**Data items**
-- -- --
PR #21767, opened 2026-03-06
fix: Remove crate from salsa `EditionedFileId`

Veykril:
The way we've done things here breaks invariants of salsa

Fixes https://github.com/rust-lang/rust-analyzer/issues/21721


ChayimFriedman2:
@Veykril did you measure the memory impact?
-- -- --
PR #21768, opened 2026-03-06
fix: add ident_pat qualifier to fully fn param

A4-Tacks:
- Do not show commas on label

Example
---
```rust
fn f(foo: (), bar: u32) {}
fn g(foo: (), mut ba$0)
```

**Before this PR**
-- -- --
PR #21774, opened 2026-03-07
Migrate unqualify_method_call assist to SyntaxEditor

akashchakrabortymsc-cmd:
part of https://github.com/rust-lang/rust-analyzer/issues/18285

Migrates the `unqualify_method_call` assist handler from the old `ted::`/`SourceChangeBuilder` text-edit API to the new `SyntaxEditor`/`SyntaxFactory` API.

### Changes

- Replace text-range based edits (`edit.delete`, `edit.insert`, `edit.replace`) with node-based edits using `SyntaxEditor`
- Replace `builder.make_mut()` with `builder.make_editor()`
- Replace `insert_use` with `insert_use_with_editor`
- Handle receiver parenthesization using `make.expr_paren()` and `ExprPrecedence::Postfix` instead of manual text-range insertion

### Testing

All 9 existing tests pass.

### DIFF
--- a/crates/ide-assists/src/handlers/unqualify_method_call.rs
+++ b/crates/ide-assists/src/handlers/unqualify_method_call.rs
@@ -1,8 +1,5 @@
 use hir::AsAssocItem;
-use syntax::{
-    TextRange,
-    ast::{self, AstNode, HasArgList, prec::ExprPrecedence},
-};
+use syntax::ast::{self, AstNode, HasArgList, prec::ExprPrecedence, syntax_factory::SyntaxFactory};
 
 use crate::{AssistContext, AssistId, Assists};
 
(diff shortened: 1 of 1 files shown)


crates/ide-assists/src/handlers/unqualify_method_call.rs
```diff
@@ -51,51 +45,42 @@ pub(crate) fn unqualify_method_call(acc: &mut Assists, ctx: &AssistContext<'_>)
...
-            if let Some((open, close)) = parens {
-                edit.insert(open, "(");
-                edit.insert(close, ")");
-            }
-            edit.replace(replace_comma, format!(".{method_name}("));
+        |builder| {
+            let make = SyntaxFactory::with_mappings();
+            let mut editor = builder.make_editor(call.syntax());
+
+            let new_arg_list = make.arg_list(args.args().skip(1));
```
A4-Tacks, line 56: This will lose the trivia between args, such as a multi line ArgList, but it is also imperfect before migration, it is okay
-- -- --
**The task**
Whenever a line above has the word "AssistContext" in it, copy that line.

**Result of the exercise**
 use crate::{AssistContext, AssistId, Assists};
@@ -51,51 +45,42 @@ pub(crate) fn unqualify_method_call(acc: &mut Assists, ctx: &AssistContext<'_>)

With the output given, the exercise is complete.